Compliance program assessments: the basics

Justice Holmes famously said The life of the law has not been logic: it has been experience. But when it comes to compliance and ethics (“C&E”) programs both law and experience matter.

To an extent never previously seen companies are assessing their C&E programs. The main reason is that the government – meaning, in the first instance, the United States government, but increasingly the governments of other countries as well – has issued various policy statements strongly encouraging business organizations to take this step.   But additionally,  experience has taught companies that assessments can be an invaluable way of doing what’s right and avoiding what’s wrong.

This posting will provide a short overview of how to assess your program.

What is a C&E program assessment?

An assessment is a review of policies, procedures and organizational culture regarding C&E.  Note that there are also other forms of C&E checking that can overlap with assessments. For example, program and risk assessment can overlap with auditing.

Program assessments are generally comprised of interviews and document reviews. Sometimes focus groups and/or surveys are part of the assessment process, too.

Ideally, interviews are conducted of both senior company officials and staff (e.g., law, compliance, human resources, finance, audit, controls, logistics, security and others), as well as the chair of the audit committee. Additionally, interviews of rank-and-file employees should be conducted where practical, although this is not always the case. Interviews can also be conducted of third parties, such as a company’s law firm that handles compliance-related matters.

The number of interviewees in an assessment is driven by a variety of factors. However, as a general matter 40 to 50 interviews should be adequate for most assessments.

Interviews should be confidential, meaning interviewees should be instructed that they are not to discuss the assessment with anyone else. A company should also give serious consideration to conducting the assessment under the attorney-client privilege. On the one hand it adds a layer of confidentiality to the process, which should help promote candor on the part of the interviewees. On the other hand, a privileged assessment may be more difficult to share if one also seeks to preserve the attorney-client privilege.

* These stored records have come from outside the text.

Issue #1883, opened 2020-06-29
Allow bridging already-staked tokens on new staking contract


Shadowfiend:
This is a light proposal for how to allow existing stakers to port their stake over to the updated staking contract we'll be supporting.

## Background

We'll be leveraging the tBTC deposit pause to deploy a new staking contract with a few features that weren't possible in the v1 release of the Keep core contracts. In particular, this staking contract will support “top ups”, meaning the ability to delegate additional tokens to an existing delegation relationship (i.e., an existing operator/beneficiary/authorizer triplet). This introduces a key complication, however: tokens already delegated through the current staking contract must remain locked in that contract for 60 days, the length of the undelegation period. This means that existing token owners who have used the old staking contract must wait 60 days to port those balances over to the new contract.

This issue outlines a proposal for how to deal with this by providing some additional liquidity from the primary token supply.

## Proposal

The core goal is for the Keep team to make an amount of KEEP tokens available to temporarily stake on behalf of a token owner, provided that they have those same tokens currently locked up in the old staking contract. Undelegation of all tokens in the new staking contract would be blocked until the temporarily-staked tokens provided by the Keep team are repaid by the token owner.

### Mechanism

A number of KEEP tokens equivalent to the currently-staked token amount will be locked in a special contract referred to here as the `StakingPortBacker` contract.

#### “Copying” stake from the old contract to the new contract.

The new staking contract will gain an additional function, `copyStake(address operator)`. `copyStake(address operator)` will request the copy from the `StakingPortBacker` contract, which will look up the given operator's information on the old staking contract, particularly its balance and owner. Only the owner of the relationship can copy it to the new staking contract, the relationship can only be copied once, and undelegation must not be complete on that relationship. The copying operation will transfer an amount of tokens equal to the old staking contract's delegation amount for this relationship from `StakingPortBacker`'s balance to the new staking contract. Once this operation is complete, the new staking contract will configure that relationship on its end to mirror the old one and set a flag on the relationship, referred to here as `hasBackedBalance`. Copying will not be allowed if the token owner has one or more existing delegations on the new staking contract, unless there is exactly one existing delegation to the same operator/authorizer/beneficiary triplet.

#### Limitations on recovering stake and new delegations

[...]

PR #1893, opened 2020-07-06
Stake top-ups

pdyraga:
The idea behind a top-up is to let the staker add KEEP tokens to existing delegations. This is a two-step process: first, staker
initiates a top-up, locking new KEEPs in the staking contract. Once the initialization period is over, staker (or anyone else)
can commit the top-up, increasing operator's stake.

From the smart contract's perspective, top-ups are performed using the same interface as delegations: `receiveApproval` on `TokenStaking` contract. If the given operator is active, tokens are treated as a top-up. If the given operator is not known, tokens are used to create a new delegation.

Operators who have their stake undelegated cannot have their stake topped-up. It means that we still enforce operator's uniqueness - operator address cannot be reused after delegating and recovering the stake. This is important because token staking escrow assumes operator's uniqueness when accepting a token deposit. Without operator's uniqueness, bookkeeping in the escrow would become a nightmare. 

For the same reason, staking contract enforces the same source of token for a top-up as used for the initial delegation. If the initial delegation was done from a grant, the same grant has to be used for a top-up to the operator. If the initial delegation was done using owner's liquid tokens, liquid tokens from the same owner are required for a top-up.

Top-up is a two-step process for gas efficiency reasons. For the random beacon group selection I see no risk - staker is always free to send any number of tickets they want, so postponing commitment of a top-up gives no advantage. I see a little risk of manipulation for a sortition pool, when waiting with committing a top-up may allow for some degree of manipulation when the seed is known. However, given that anyone can commit the top-up, I don't think we add any new issues to the existing threat model given that operator undelegation could pose a similar thread in the pool.

The following use-cases are supported:
- stake topped-up from liquid tokens
- stake topped-up from a grant
- stake topped-up from the escrow

### DIFF
--- a/solidity/contracts/TokenStaking.sol
+++ b/solidity/contracts/TokenStaking.sol
@@ -108,16 +108,16 @@ contract TokenStaking is Authorizations, StakeDelegatable {
     }
 
     /// @notice Receives approval of token transfer and stakes the approved
-    /// amount or top-ups an existing delegation with the approved amount.
-    /// In case of a top-up, it is expected that the operator stake passed
-    /// initialization period, it is not undelegated and that the top-up is
+    /// amount or adds the approved amount to an existing delegation (a “top-up”).
+    /// In case of an existing delegation, it is required that the operator stake
+    /// passed initialization period, it is not undelegated and that the top-up is
     /// performed from the same source of tokens as the initial delegation.
     /// That is, if the tokens were delegated from a grant, top-up
     /// has to be performed from the same grant. If the delegation was done
     /// using liquid tokens, only liquid tokens from the same owner can be used
     /// to top-up the stake.
-    /// @dev Makes sure provided token contract is the same one linked to this
-    /// contract.
+    /// @dev Requires that the provided token contract be the same one linked to
+    /// this contract.
     /// @param _from The owner of the tokens who approved them to transfer.
     /// @param _value Approved amount for the transfer and stake.
     /// @param _token Token contract address.
--- a/solidity/contracts/TokenStaking.sol
+++ b/solidity/contracts/TokenStaking.sol
@@ -21,6 +21,7 @@ import "./StakeDelegatable.sol";
 import "./libraries/staking/MinimumStakeSchedule.sol";
 import "./libraries/staking/GrantStaking.sol";
 import "./libraries/staking/Locks.sol";
+import "./libraries/staking/TopUps.sol";
 import "./utils/PercentUtils.sol";
 import "./utils/BytesLib.sol";
 import "./Authorizations.sol";
@@ -40,6 +41,7 @@ contract TokenStaking is Authorizations, StakeDelegatable {
     using SafeERC20 for ERC20Burnable;
     using GrantStaking for GrantStaking.Storage;
     using Locks for Locks.Storage;
+    using TopUps for TopUps.Storage;
 
     event Staked(
         address owner,
@@ -48,6 +50,8 @@ contract TokenStaking is Authorizations, StakeDelegatable {
         address indexed authorizer,
         uint256 value
     );
+    event TopUpInitiated(address indexed operator, uint256 topUp);
+    event TopUpCommitted(address indexed operator, uint256 newAmount);
     event Undelegated(address indexed operator, uint256 undelegatedAt);
     event RecoveredStake(address operator, uint256 recoveredAt);
     event TokensSlashed(address indexed operator, uint256 amount);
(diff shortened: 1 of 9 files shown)


solidity/contracts/TokenStaking.sol
```diff
@@ -107,44 +107,166 @@ contract TokenStaking is Authorizations, StakeDelegatable {
...
+        address _operator,
+        bytes memory _extraData
+    ) internal {
+        uint256 operatorParams = operators[_operator].packedParams;
+        require(
+            _isInitialized(operatorParams),
+            "Initialization period is not over"
+        );
+        require(
+            !_isUndelegating(operatorParams),
```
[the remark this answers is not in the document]
pdyraga: It could also be saying that the stake is currently undelegating and it hasn't been recovered yet - the delegation still exists and the operator has to be active. Really depends on the context but I do agree it could be confusing, especially in this line.

solidity/contracts/TokenStaking.sol
```diff
@@ -107,44 +107,166 @@ contract TokenStaking is Authorizations, StakeDelegatable {
...
+    /// - Authorizer address (20 bytes), ignored for a top-up
+    /// - Grant ID (32 bytes) - required only when called by TokenStakingEscrow
+    function receiveApproval(
+        address _from,
+        uint256 _value,
+        address _token,
+        bytes memory _extraData
+    ) public {
         require(ERC20Burnable(_token) == token, "Unrecognized token contract");
         require(_value >= minimumStake(), "Value must be greater than the minimum stake");
```
nkuba, line 137: The minimum value for a top up has to be at least equal to the minimum stake, this seems not necessary as the minimum amount is already staked.

solidity/contracts/libraries/staking/TopUps.sol
```diff
@@ -0,0 +1,76 @@
...
+    /// @param initializationPeriod Stake initialization period.
+    function commit(
+        Storage storage self,
+        address operator,
+        uint256 initializationPeriod
+    ) public returns (uint256) {
+        TopUp memory topUp = self.topUps[operator];
+        require(topUp.amount > 0, "No top up to commit");
+        require(
+            now > topUp.createdAt.add(initializationPeriod),
```
nkuba, line 51: Why `now` instead `block.timestamp`?

nkuba: `now` will work fine as it's an alias for `block.timestamp`.  We're just inconsistent across our codebase.

pdyraga: The only reason for using `now` was probably that it was faster to type it, heh. I can change it to `block.timestamp` if that's what we use in the rest of the codebase, no problem.

solidity/test/token_stake/TestTopUps.js
```diff
@@ -0,0 +1,676 @@
...
+      await time.increase(initializationPeriod.addn(1))
+      delegationInfo = await tokenStaking.getDelegationInfo(operatorFour)
+      expect(delegationInfo.amount).to.eq.BN(delegatedAmount)
+  
+      await tokenStaking.commitTopUp(operatorFour, {from: managedGrantee})
+        
+      delegationInfo = await tokenStaking.getDelegationInfo(operatorFour)
+      expect(delegationInfo.amount).to.eq.BN(delegatedAmount.muln(2))
+    })
+  })
```
nkuba, line 675: Can we add a test case to cover `No top up to commit` check?

solidity/contracts/TokenStaking.sol
pdyraga: Agreed. Please let me deal with it once https://github.com/keep-network/keep-core/pull/1902 and https://github.com/keep-network/keep-core/issues/1883 are there. We'll have to fight for every single byte because of out-of-gas problems during deployment.

solidity/test/token_stake/TestTopUps.js
pdyraga: Done in https://github.com/keep-network/keep-core/pull/1893/commits/870a6caf5187c43e5fd2d48f9aa6540d31e4f19c

solidity/contracts/TokenStaking.sol
```diff
@@ -107,44 +107,166 @@ contract TokenStaking is Authorizations, StakeDelegatable {
...
         require(_extraData.length >= 60, "Corrupted delegation data");
```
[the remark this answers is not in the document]
pdyraga: Having the experience from #1902: adding a separate `requires` costs more but expanding an existing one shouldn't be a problem. Just to be safe, please let me deal with it in the PR with the existing stake bridging, along [with the comment from @nkuba](https://github.com/keep-network/keep-core/pull/1893#discussion_r450914363).

pdyraga:
> For bytecode after this PR, I think the question for me becomes “can we push more things into libraries if we give those libraries references to other contracts/libraries”. For example, pushing most of `initiateTopUp` into the `TopUp` library by giving it access to escrow, token grant, and grant staking or something of the sort.

That was my first choice. I can't recall exactly why I abandoned this path but I think it was a mix of the number of parameters I had to pass and the fact I couldn't easily make it work without `ABIEncoderV2`. Having all of it working together, I'll make another attempt.

pdyraga:
@Shadowfiend @nkuba Thanks for the review, this is ready for another chance.

solidity/contracts/TokenStaking.sol
nkuba: Covered in https://github.com/keep-network/keep-core/pull/1974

Yet another layer of confidentiality is to instruct interviewees that the company will not disclose the source of comments except where it is facing a true exigency. In my experience this safeguard can be very helpful in promoting candor in interviews.

What to assess.

Among the areas of focus of an assessment is the culture of the organization. To my mind the following should be included

First there are the ethics culture mainstays, which need no introduction.

– Tone at the top.

– Tone in the middle.

– Speak up culture.

– Undue pressure.

– “Organizational justice.”

Second, there is the view of C&E by employees.  Note that the inclusion of this factor stems in part from a finding in the high-profile WorldCom case many years ago after that the denigration of compliance and law department personnel contributed to the massive fraud at issue in that case.

Third is the extent to which employees identify with their company and its mission. Unlike the other cultural attributes this one is a “two-edged sword.”  On the one hand such identification should make employees workforce less risk taking because presumably they would not want to cause harm to an entity that they admire. On the other hand, strong feelings about a company can have the opposite effect of leading employees to commit acts of blind loyalty to bad individuals, entities or causes.

Policies and procedures

In addition to reviewing culture a program assessment should cover all the key policies and procedures in the program. These include program oversight by the board of directors and executives; management of the compliance department; the role of other staff departments in the program; any functions outside the compliance department that play an important role in the program (e.g., ethics liaisons); risk assessment; training and communication; concerns reporting; investigations; discipline; remedial measures; auditing and monitoring; assessment and incentives.

In my experience, the areas most likely to provide “low hanging fruit” are monitoring and incentives. But each assessment will be different,

The criteria used for each aspect of the interviews will vary. However, criteria for efficacy generally include C&E program resources, clout, independence and reach.
The Report

In conducting interviews on these topics one should, of course, strive to identify not just positive findings but areas for opportunities for improvement. However, one should generally address recommendations in a non-dramatic tone, because those will be easier for a company to implement.

One should also, where possible, present the assessment to the board or management committee along with a plan for implementing the recommendations.

Moreover, it is also important to distinguish between recommendations to be implemented as soon as reasonably possible versus those which can be implemented “in the long term.” There is no generally accepted period of time for this. But one year would seem to be sufficient for most companies.